**WHAT IS NEEDED:** The result should be every line in the material below containing the string "import".

**SUPPLIED DATA:**
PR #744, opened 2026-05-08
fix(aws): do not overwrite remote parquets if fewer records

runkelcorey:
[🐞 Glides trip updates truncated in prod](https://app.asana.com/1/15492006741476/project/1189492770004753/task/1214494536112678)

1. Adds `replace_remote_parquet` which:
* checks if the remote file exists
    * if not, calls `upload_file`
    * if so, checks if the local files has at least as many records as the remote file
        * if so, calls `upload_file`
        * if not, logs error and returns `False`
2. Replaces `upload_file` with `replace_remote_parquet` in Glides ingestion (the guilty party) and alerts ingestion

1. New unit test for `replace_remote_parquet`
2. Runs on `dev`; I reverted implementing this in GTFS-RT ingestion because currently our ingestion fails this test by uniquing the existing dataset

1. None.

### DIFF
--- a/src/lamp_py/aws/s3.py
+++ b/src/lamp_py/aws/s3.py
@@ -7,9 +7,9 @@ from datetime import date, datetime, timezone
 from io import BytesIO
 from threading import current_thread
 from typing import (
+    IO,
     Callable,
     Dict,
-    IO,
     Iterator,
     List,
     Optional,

...

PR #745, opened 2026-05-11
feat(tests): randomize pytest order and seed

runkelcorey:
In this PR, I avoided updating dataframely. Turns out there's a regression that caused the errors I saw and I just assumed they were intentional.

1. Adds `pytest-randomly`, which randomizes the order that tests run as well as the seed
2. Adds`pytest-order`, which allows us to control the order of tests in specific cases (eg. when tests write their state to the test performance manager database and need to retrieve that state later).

**RESULT OF THE EXERCISE:**
@@ -7,9 +7,9 @@ from datetime import date, datetime, timezone
 from io import BytesIO
 from threading import current_thread
 from typing import (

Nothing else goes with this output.